第26話 絶望をしたときに期待されているもの(7)

 みなもと火の神は、東門仙のところにいた。


「東門仙、お主の言葉が現実となったの。小さき闇が少しずつ大きな闇を迎えようとしておる」

「はい。いっそうのこと『役立たずな戯れ言』と笑い飛ばしてもらえる結果であれば良かったと考えています」


 東門仙は、みなもと火の神に詫びるように言った。


「お主が気にとめることではない。ただ、お主が申しておった、儂らが知っておるものとは死神であろう」

「はい」


 東門仙は二柱に頷いた。


「正直なところ、死神がいったい何をしようとしているのかは、儂には分からぬ。ただ、人の御霊を刈っておきながら、再び元に戻すよう仕組んだことは読めておる。その目的も何となくじゃが、儂も火の神にも想像はついておる。問題は、そのあと……それこそが大きな闇なのであろう」


 みなもは、東門仙に先を確かめるために聞いた。東門仙は、黒き瞳を大きくして答えた。


「大きな闇はそこに繋がります。死神がことを起こすのはその闇と対峙するため。ただ、その理由や闇が何であるか今は分かりませぬ」

「いや、それだけ分かればいまは十分じゃ。ときに、儂と火の神は、その死神が刈った御霊を取り戻そうとしておる。じゃがな、御霊はユウナミの神のもとにある。しかも、いまの儂はこうじゃ。これでは動きようがない。さては道案内もできぬわ」


 みなもは鴇色の紐が巻かれた右腕を見せた。東門仙はそれを見ると、紐に触れて感じ取れるものがないか確かめていた。


「二柱はユウナミの神の加護のもとにおありのようで……とくに日御乃光乃神には強き思い入れがあるようでなによりです」


 東門仙の言葉に火の神は詰め寄ろうとしたが、みなもがすかさず止めた。東門仙の黒い瞳にみなもが青い瞳で応える。
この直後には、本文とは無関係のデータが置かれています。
PR #503, opened 2020-12-06
Utility for setting local site

### LINKED ISSUE #499: Enhance protocols for site, root_dir variables to better support users not at a standard site
Currently a warning is issued if the site variable isn't set, but that is about to be normal for many users.  We need an easy way to disable the warning under some circumstances.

「おお、そうじゃ。この前の話の続きを聞きたいと近いうちに二人が挨拶に来るでな。もてなしてやってくれぬか。あっ、三人であったかのう」


 みなもは笑いながら深く礼をすると、火の神を連れて祠をあとにした。


「火の神よ、お主も分かっておろうに」

「…………」


 東門仙の言葉に一時的にも熱くなってしまった己を恥じて、「すまない」と言いたげな目をしている。みなもは背伸びをして火の神の頬に手をやった。


「そう気を負うことはない。門の神は、門の神じゃ。ちゃんと分かっておる。お主がこの件を一番憂いておるのはよう分かる。じゃが、優しいお主のこと。その覚悟はよいのか」


 その言葉に火の神は深紅に瞳を輝かせ、みなもの手を取った。自らみなもの手に触れるのは初めてのことである。そのように己が行動できるのは、その覚悟のなせるものだと火の神は思った。美しく柔らかい手に触れた瞬間、火の神は自分が本当に守りたいものが何であるのか分かったように思えた。


 みなもは群青色に瞳を輝かせ、火の神と見つめ合った。


「いくときは、一緒じゃ」


 みなもは、いつものように火の神に優しい笑みを向けると、辺りを安らぎの光で包み込んでいく。ただ、火の神は今回ばかりはなぜかその笑みを素直には受とることはできなかった。


(またお前は己だけで背負おうとしておる)


 その思いがいつ燃え上がってもおかしくない火種のように、火の神の中に小さくくすぶっていた。